There may therefore be issues that need to be resolved before a particular data asset can be used. No wonder this happens: every new business analysis and BI initiative has its own set of obstacles. However, the real challenge lies in estimating these efforts in advance so as not to run into budget overruns or other costly delays. Every time you try to analyze the situation, you can never get a definitive answer from the data engineers regarding the quality of the data or even the time it takes to determine if the data is adequate. There is no way to set a budget (both in terms of time and resources) for solving problems when you can’t know in advance what problems your data might have and how expensive it would be to find out.

It is impossible to estimate a Time-To-Market if you don’t know the challenges to face. So how can you determine if a product or service will be relevant in the market when there is no way of knowing how long it will take to launch? Is it a risk to run or instead block the entire project? This is the kind of problem that poor data observability and reusability leads to, combined with ineffective data governance policies. Companies are beginning to understand that the problem of data integration must be approached as an organizational issue rather than a technical one. Business Units are (or should be) responsible for the data assets, taking ownership in technical and functional ways.

In the last decade, on the contrary, the Data Warehouse and Data Lake architectures, in all their forms, have freed data owners from the technical burden and at the same time have kept the knowledge and competence of these data in the hands of the Business Unit. Who created them?

Unfortunately, a direct consequence has been that the central IT (or data engineering team), once the first ingest process is in place, has “taken” ownership of that data, thereby forcing centralized ownership. Here the integration stops: potential consumers who could create value from the data must now go through the data engineering team, which has no actual business knowledge of the data they provide as ETL results. This leads to potential consumers not trusting or not exploiting data resources and therefore not producing value in the chain.

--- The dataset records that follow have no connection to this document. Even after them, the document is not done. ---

PR #146, opened 2016-09-09
Remove number indexer declaration on window object.

ChogyDan:
This allows string indexing to be preferred which is the typical expectation for the window object.  Fixes TypeScript issue #10457


mhegazy:
Thanks!

mhegazy:
Fixes https://github.com/Microsoft/TypeScript/issues/10457

PR #148, opened 2016-09-23
change DataTransfer.types property from DOMStringList to string[]

YuichiNukiyama:
fix [#10979](https://github.com/Microsoft/TypeScript/issues/10979)


YuichiNukiyama:
I see. I change all DOMStringList to string[].

Artazor:
@mhegazy please check! DataTransfer.types is still `string[]` - something nasty happened on merge. Commit 09dfad2 has disappeared both from release-2.1 and master (thus in npm we have a TS with bug)

PR #151, opened 2016-10-04
Add Shadow DOM v1 APIs

rictic:
Based on https://www.w3.org/TR/2016/WD-shadow-dom-20160830/

### DIFF
--- a/baselines/dom.generated.d.ts
+++ b/baselines/dom.generated.d.ts
@@ -76,6 +76,7 @@ interface DoubleRange {
 }
 
 interface EventInit {
+    scoped?: boolean;
     bubbles?: boolean;
     cancelable?: boolean;
 }
@@ -2291,7 +2292,7 @@ declare var DeviceRotationRate: {
     new(): DeviceRotationRate;
 }
 
-interface Document extends Node, GlobalEventHandlers, NodeSelector, DocumentEvent, ParentNode {
+interface Document extends Node, GlobalEventHandlers, NodeSelector, DocumentEvent, ParentNode, DocumentOrShadowRoot {
     /**
       * Sets or gets the URL for the current document. 
       */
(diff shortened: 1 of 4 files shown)


baselines/dom.generated.d.ts
```diff
@@ -3465,6 +3466,9 @@ interface Element extends Node, GlobalEventHandlers, ElementTraversal, NodeSelec
     readonly scrollWidth: number;
     readonly tagName: string;
     innerHTML: string;
+    readonly assignedSlot: HTMLSlotElement | null;
```
zhengbli: The property is optional on the spec, we should make it optional here so that `undefined` can be accepted as well.

zhengbli: And the same for other places too.

rictic: I initially wrote it like that, but I when I was doing some double-checking it looked like WebIDL's `?` suffix is different from typescript's `?`. Take a look at this and let me know what you think:
  * For turning an IDL specified type `T?` into an ES value, this sections seems like it's saying that only values from `T` and `null` are allowed: https://heycam.github.io/webidl/#idl-nullable-type
  * For turning an ES value into the IDL type `T?` then `undefined` and `null` are treated the same: https://heycam.github.io/webidl/#es-nullable-type

So for places where the DOM accepts an IDL type `T?` from ES code then `T | null | undefined` looks like the right TS type, but for readonly properties it seems like `T | null` is more correct.

Apologies if this debate has already been litigated and the decision to treat nullable values as also allowing undefined has been made across the board.

I have made the non-required members of dictionaries, like `EventInit#scoped` optional.

rictic:
I noticed a copy-paste mistake in my earlier patch. I accidentally spelled `HTMLSlotElement` as `ShadowRootInit`. Pushed up a fixup commit

zhengbli:
Thank you @rictic for contributing!

baselines/dom.generated.d.ts
mhegazy: I do not see why a readonly propoerty can not be undefined. this is useful for users who want to feature dection. this should be:

```ts
readonly assignedSlot?: HTMLSlotElement | null;
```

mhegazy:
the new properties should be marked optional.

baselines/dom.generated.d.ts
rictic: As I read the spec, in a browser that implements this API, `assignedSlot` will never be `undefined`.

It's true that in an environment without the API it could be `undefined`, but this is true of most browser APIs.

PR #165, opened 2016-11-08
evaluate should allow null for resolver and result

goenning:
This should fix https://github.com/Microsoft/TypeScript/issues/11981 

I've also changed the return type of `XPathExpression.evaluate` to `XPathResult` based on https://developer.mozilla.org/en-US/docs/Web/API/XPathExpression


zhengbli:
👍 Thanks @goenning !

PR #166, opened 2016-11-18
Reduce symbol instantiations in lib.d.ts

mhegazy:
A few changes:
- avoid using `this` types and instead add the overloads to every derived interface
- use Mapped types instead of listing event names/tag names explicitly in overloads

//cc: @zhengbli 

Build diagnostics building `dom.genenrated.d.ts` before the change:
```sh
Files:            2
Lines:        18814
Nodes:       102909
Identifiers:  35546
Symbols:      95889
Types:        12369
Memory used: 94151K
I/O read:     0.00s
I/O write:    0.00s
Parse time:   0.36s
Bind time:    0.18s
Check time:   1.13s
Emit time:    0.02s
Total time:   1.68s
```

After the change:

```sh
Files:            2
Lines:        17559
Nodes:        69571
Identifiers:  23524
Symbols:      18183
Types:         4095
Memory used: 52984K
I/O read:     0.01s
I/O write:    0.00s
Parse time:   0.32s
Bind time:    0.15s
Check time:   0.50s
Emit time:    0.02s
Total time:   0.98s
```


rictic:
This is so cool! It looks like this will be great news for custom elements. e.g. experimenting with the nightly build and some of the example code in https://github.com/Microsoft/TypeScript/issues/12311  it seems like this typechecks:

```typescript
class MySlider extends HTMLElement {
  slide() {}
}
customElements.define('my-slider', MySlider);
interface HTMLKind {
  'my-slider': MySlider;
}

document.createElement('my-slider').slide()
```

So awesome!

Shared.fsx
```diff
@@ -519,25 +519,31 @@ let iNameToEhList =
...
-            | None -> []
+            | Some i when hasHandler i -> [i]
+            | _ -> []
 
         let implementedEventHandler =
             let implementis = i.Implements |> Array.map GetInterfaceByName
             [ for i' in implementis do
                   yield! match i' with
-                         | Some i -> GetEventHandler i
+                         | Some i ->  if hasHandler i then [i] else []
```
zhengbli: So this returns the interface itself instead of the handlers it has?

TS.fsx
```diff
@@ -117,32 +117,55 @@ let matchSingleParamMethodSignature (m: Browser.Method) expectedMName expectedMT
...
+    for e in tagNameToEleName do
+        if iNameToIDependList.ContainsKey e.Value && Seq.contains "HTMLElement" iNameToIDependList.[e.Value] then
+            Pt.printl "\"%s\": %s;" (e.Key.ToLower()) e.Value
+    Pt.decreaseIndent()
+    Pt.printl "}"
+    Pt.printl ""
+
+let EmitElementTagNameMap () =
+    Pt.printl "interface ElementTagNameMap {"
+    Pt.increaseIndent()
```
zhengbli: It looks like `ElementTagNameMap` interface is always the same as `HTMLElementTagNameMap`? Then make is an alias instead

TS.fsx
```diff
@@ -117,32 +117,55 @@ let matchSingleParamMethodSignature (m: Browser.Method) expectedMName expectedMT
...
+        Pt.printl "\"%s\": %s;" (e.Key.ToLower()) e.Value
+    Pt.decreaseIndent()
+    Pt.printl "}"
+    Pt.printl ""
+
+let EmitElementListTagNameMap () =
+    Pt.printl "interface ElementListTagNameMap {"
+    Pt.increaseIndent()
+    for e in tagNameToEleName do
+        Pt.printl "\"%s\": NodeListOf<%s>;" (e.Key.ToLower()) e.Value
```
zhengbli: We can do 
```ts
type ElementListTagNameMap = { [K in ElementTagNameMap]: ElementTagNameMap[K] }
```
and avoid the loop

mhegazy: That is what i had earlier, then changed it. the issue is that NodeListOf has a constraint that `T extends Node`. we can not verify this constraint on `ElementTagNameMap[K]` unless i add a string indexer. adding the indexer makes the language service experience of the signature help much worse. so this is a work around for that.

TS.fsx
```diff
@@ -516,7 +532,28 @@ let EmitIndexers emitScope (i: Browser.Interface) =
...
+    let ownEventHandles = if iNameToEhList.ContainsKey i.Name && not iNameToEhList.[i.Name].IsEmpty then iNameToEhList.[i.Name] else []
+    if ownEventHandles.Length > 0 then
+        Pt.printl "interface %sEventMap" i.Name
+        if iNameToEhParents.ContainsKey i.Name && not iNameToEhParents.[i.Name].IsEmpty then
+            let extends = iNameToEhParents.[i.Name] |> List.map (fun i -> i.Name + "EventMap")
+            Pt.print " extends %s" (String.Join(", ", extends))
+        Pt.print " {"
+        Pt.increaseIndent()
+        ownEventHandles |> List.iter EmitInterfaceEventMapEntry
+        // Pt.printl "[x: string]: Event;"
```
zhengbli: remove this

Shared.fsx
mhegazy: yes. i could make it the interface name. but seemed the same

TS.fsx
mhegazy: no they are different. not sure why though. i wanted to ask you about that.

TS.fsx
mhegazy: done.

Shared.fsx
zhengbli: Then the name of the variable should be changed to `implementedInterface` and other places, otherwise it can be confusing later

TS.fsx
zhengbli: Aha now I remembder, the `EmitHTMLElementTagNameMap` only prints tag elements that either extends or implements the `HTMLElement` type.

zhengbli:
The `addEventListener` in the `addedTypes.json` file need to be changed as well, and other than that looks good to me. Thanks!

PR #167, opened 2016-11-29
Add URLSearchParams

### LINKED ISSUE #153: Support UrlSearchParams
https://github.com/DefinitelyTyped/DefinitelyTyped/issues/9378

To quote @ryan-codingintrigue:

> ...global definitions like [UrlSearchParams] should be in TypeScript's lib.d.ts definition
> (See https://github.com/Microsoft/TypeScript/blob/master/src/lib/dom.generated.d.ts#L11759)
> 
> But they only go into that once Microsoft Edge supports the feature and at present, URLSearchParams is not present in Edge.

nicolashenry:
Fixes #153

### DIFF
--- a/baselines/dom.generated.d.ts
+++ b/baselines/dom.generated.d.ts
@@ -10814,6 +10814,7 @@ interface URL {
     protocol: string;
     search: string;
     username: string;
+    readonly searchparams: URLSearchParams;
     toString(): string;
 }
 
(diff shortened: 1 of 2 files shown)


mhegazy:
Can you include the comments from https://github.com/Microsoft/TypeScript/issues/12517#issuecomment-263445670.

mhegazy:
also we will need to add the iterable definition, like `entries`, `keys` and `[Symbol.Iterator]` in https://github.com/Microsoft/TypeScript/blob/master/src/lib/dom.iterable.d.ts, but this is a separate PR.

nicolashenry:
I tried to add them in comments.json but it doesn't work. I added them in signatures instead but it's maybe not the right way to do it ?

mhegazy:
> I tried to add them in comments.json but it doesn't work.

@zhengbli why dose not this work?

>I added them in signatures instead but it's maybe not the right way to do it ?

Well.. my first reaction was that not right.. but seems to work :)

zhengbli:
There is a bug with comment.json that it doesn't search for the newly added types. But I don't think we should put comments in the json files. Can you split this PR into two, one for the code change (should be ready to merge) and the other for the comments? I'll try to fix it today. Sorry for the hassle.

mhegazy:
sorry for my original comment about adding comments. i thought it would work, and figured it would be better for the user. sorry for the hassel.

zhengbli:
👍 Thanks @nicolashenry !

PR #168, opened 2016-11-30
Add comments to URLSearchParams

nicolashenry:
See https://github.com/Microsoft/TSJS-lib-generator/pull/167#issuecomment-264004981


zhengbli:
This PR is no longer needed in light of #182

PR #170, opened 2016-12-04
fix querySelector method

YuichiNukiyama:
fixes [#12568](https://github.com/Microsoft/TypeScript/issues/12568)


YuichiNukiyama:
done.

baselines/dom.generated.d.ts
```diff
@@ -13736,8 +13736,10 @@ interface NavigatorUserMedia {
 
 interface NodeSelector {
     querySelector<K extends keyof ElementTagNameMap>(selectors: K): ElementTagNameMap[K] | null;
+    querySelector<E extends Element>(selectors: string): E | null;
```
mhegazy: why not combine both signatures as:
```ts
querySelector<E extends Element = Element>(selectors: string): E | null;
```

YuichiNukiyama: I did not know generic default... I fix it 😃

AustinMatherne:
@mhegazy Is there a holdup on getting this merged?

baselines/dom.generated.d.ts
```diff
@@ -13736,8 +13736,9 @@ interface NavigatorUserMedia {
 
 interface NodeSelector {
     querySelector<K extends keyof ElementTagNameMap>(selectors: K): ElementTagNameMap[K] | null;
-    querySelector(selectors: string): Element | null;
+    querySelector<E extends Element = Element>(selectors: string): E | null;
     querySelectorAll<K extends keyof ElementListTagNameMap>(selectors: K): ElementListTagNameMap[K];
+    querySelectorAll<E extends Element>(selectors: string): NodeListOf<E>;
```
AustinMatherne: Can we combine these, too?
```
querySelectorAll<E extends Element = Element>(selectors: string): NodeListOf<E>;
```

YuichiNukiyama: Good point!

AustinMatherne:
@mhegazy anything holding this PR up? This makes testing the DOM much nicer in Angular 2.

PR #176, opened 2016-12-08
Add Custom Elements v1 typings

vvakame:
related https://github.com/DefinitelyTyped/DefinitelyTyped/pull/13045

https://w3c.github.io/webcomponents/spec/custom/
https://dom.spec.whatwg.org/#dom-document-createelement

### DIFF
--- a/baselines/dom.generated.d.ts
+++ b/baselines/dom.generated.d.ts
@@ -3094,8 +3094,8 @@ interface Document extends Node, GlobalEventHandlers, NodeSelector, DocumentEven
      * Creates an instance of the element for the specified tag.
      * @param tagName The name of an element.
      */
-    createElement<K extends keyof HTMLElementTagNameMap>(tagName: K): HTMLElementTagNameMap[K];
-    createElement(tagName: string): HTMLElement;
+    createElement<K extends keyof HTMLElementTagNameMap>(tagName: K, options?: ElementCreationOptions): HTMLElementTagNameMap[K];
+    createElement(tagName: string, options?: ElementCreationOptions): HTMLElement;
     createElementNS(namespaceURI: "http://www.w3.org/1999/xhtml", qualifiedName: string): HTMLElement;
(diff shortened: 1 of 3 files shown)


baselines/dom.generated.d.ts
```diff
@@ -13009,10 +13009,14 @@ interface ElementDefinitionOptions {
     extends: string;
 }
 
+interface ElementCreationOptions {
+    is: string;
```
rictic: It looks like `is` is optional as I read the spec

vvakame: https://dom.spec.whatwg.org/#dictdef-elementcreationoptions
I think `is` is not optional. 
I want to check document that you seen.

> `[NewObject] Element createElement(DOMString localName, optional ElementCreationOptions options);`

options is optional.

vvakame:
oh, I read README.md again. new guideline added.
https://github.com/Microsoft/TSJS-lib-generator#when-should-a-dom-api-be-included-here

This PR contains in living standard already.
https://dom.spec.whatwg.org/#dom-document-createelement

baselines/dom.generated.d.ts
rictic: Fair point. I was going off of the listed algorithm, which handles the case where `is` isn't provided. Looking at chrome's implementation confirms your reading, it doesn't crash, but it does `setAttribute('is', '[object Object]')`.

In short, I withdraw the suggestion, `is` should be required.

vvakame:
👀

baselines/dom.generated.d.ts
SaschaNaz: Months later, but `is` is optional. Web IDL spec says a dictionary member is by default optional unless it has `required` keyword.

vvakame: Ah, you are right. I'll fix this PR.
https://heycam.github.io/webidl/#prod-DictionaryMember

vvakame:
I did rebase to master branch & address comment.
@mhegazy could you review this PR?

saschanaz:
This looks simple and short enough to review... Hmm.

PR #179, opened 2016-12-29
Add guidelines for when a DOM API belongs here vs on DefinitelyTyped

andy-ms:
Not sure what exact standards should be used. Hopefully someone more familiar with web standards can comment.
This will affect whether we choose #176 or DefinitelyTyped/DefinitelyTyped#13045.


andy-ms:
@zhengbli Do you know why tests are failing?

zhengbli:
The appveyor tests basically clones the TypeScript code, replace the dom lib files and run the TypeScript test suite. Looks like the "verifyDefaultLib_dom.errors.txt" baseline has changed so the tests failed. You would need to run the TS tests locally to make sure all baseline changes are expected, then check in here and update the baselines seperately in the TS repo.

zhengbli:
Fixing in #180

PR #180, opened 2016-12-29
Fix build error

zhengbli:
Build was broken because `Element` inherits from both `ElementTraversal` and `ParentNode`, while a recent PR made two properties from `ElementTraversal` nullable, so TS complains these properties have different types in different base types. 

Related spec:
https://dom.spec.whatwg.org/#dom-parentnode-firstelementchild
The `firstElementChild` and `lastElementChild` are indeed nuallble as well in `ParentNode` interface.


mhegazy:
thanks!

PR #181, opened 2017-01-03
Fix https://github.com/Microsoft/TypeScript/issues/13269: Make `DataTransfer.types` a `DOMString[]`

mhegazy:
According to the spec: https://html.spec.whatwg.org/multipage/interaction.html#datatransfer
`types` is `DOMString[]` and not `string[]`.

Fixes https://github.com/Microsoft/TypeScript/issues/13269
//cc: @falsandtru


mhegazy:
I got confused, `DOMString` is string, `DOMStringList` is not `DOMString[]`. the current behavior is correct.

PR #183, opened 2017-01-05
Replace ElementListTagNameMap 

FranklinWhale:
For Microsoft/TypeScript#13297


TS.fsx
```diff
@@ -784,6 +784,7 @@ module Emit =
         for e in tagNameToEleName do
             if iNameToIDependList.ContainsKey e.Value && Seq.contains "HTMLElement" iNameToIDependList.[e.Value] then
                 Pt.Printl "\"%s\": %s;" (e.Key.ToLower()) e.Value
+        Pt.Printl "[index: string]: HTMLElement;"
```
mhegazy: i did not add these originally to make the signature help more informative. with this change you will see something like:
`getElementsByTagName<K>(tagname: K)...` instead of `getElementsByTagName<"a" | "div" | ...>(tagname: "a" | "div" | ..)...`

FranklinWhale: I see. To fix that, instead of placing the index signature directly inside `ElementTagNameMap`, I have created another interface (known as `IndexedElementTagNameMap`) that extends `ElementTagNameMap` and moved the index signature there.

The change is now in commit f8c3f19e3143d045ba077ced23cda14b5ba37924.

FranklinWhale:
@mhegazy I would like to also add the following `getElementsByTagNameNS` overload:

```ts
getElementsByTagNameNS<K extends keyof HTMLElementTagNameMap>(namespaceURI: "http://www.w3.org/1999/xhtml", localName: K): HTMLCollectionOf<IndexedHTMLElementTagNameMap[K]>;
```

However, I am not sure whether the overload above should be added to TS.fsx or overridingTypes.json. `IndexedHTMLElementTagNameMap` is generated in TS.fsx along with the overloads of `getElementsByTagName`, but the overloads of `getElementsByTagNameNS` are located in overridingTypes.json.

mhegazy:
looks like the file has errors now, tests/cases/compiler/modularizeLibrary_Dom.iterable.ts is not passing.

mhegazy:
> However, I am not sure whether the overload above should be added to TS.fsx or overridingTypes.json. IndexedHTMLElementTagNameMap is generated in TS.fsx along with the overloads of getElementsByTagName, but the overloads of getElementsByTagNameNS are located in overridingTypes.json.

we handle these all in the fsx file. maybe now we do not need to do this, so i would keep it there for consistency.

FranklinWhale:
> maybe now we do not need to do this, so i would keep it there for consistency.

I am not sure which file "there" refers to. I have added method signature to overridingTypes.json. Is that correct?

> looks like the file has errors now, tests/cases/compiler/modularizeLibrary_Dom.iterable.ts is not passing.

Ya, I noticed that earlier (https://github.com/Microsoft/TypeScript/issues/13297#issuecomment-270755323). Seem that tests/baselines/reference/modularizeLibrary_Dom.iterable.types should be updated to change `NodeListOf` to `HTMLCollectionOf`. Should I also submit another pull request to update the test case?

FranklinWhale:
@mhegazy I have created a PR (Microsoft/TypeScript#13516) to update the test case.

FranklinWhale:
@mhegazy Ping. Any update on this PR?

DaSchTour:
@FranklinWhale I guess the conflicts needs to be resolved to get this merged.
Or is there anything else holding up this?

mhegazy:
sorry for the delay. @FranklinWhale can you refresh the PR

The Four Principles Of Data Mesh

The above implies that now is the time not only for another architecture or technology but rather for a completely new paradigm in data to solve all these integration (and organization) problems.

This is where Data Mesh comes in. It is, first of all, a new organizational and architectural model based on the principle of domain-driven design. This concept has proved very successful in microservices, which are now applied to data assets to manage them with strategies and domains oriented to the business and not only to the application/technology.

In other words, it means making the data work for our needs rather than intervening to solve their technical complexities. Data Mesh is both revolutionary for its results and evolutionary, as it exploits existing technologies and is not tied to an underlying specification. Now let’s try to understand how it works from the point of view of problem-solving.

The Data Mesh is now based on four principles:

  • Decentralized, domain-oriented data ownership and architecture
  • Data as a product
  • Self-service data infrastructure as a platform
  • Federated computational governance.

As already mentioned, one of the most frequent reasons for failures in data strategies is the centralized ownership model due to its inherent “bottleneck shape” and inability to scale up.

The adoption of the Data Mesh breaks down this model, transforming it into a decentralized (domain-driven) one. Domains must be the owners of the data they know and provide to the business. This ownership must be both from a functional point of view to the company and from a technical/technological point of view, to allow the domains to move at their speed, with the technology with which they are most comfortable, providing at the same time valuable and accessible to any potential consumer of data.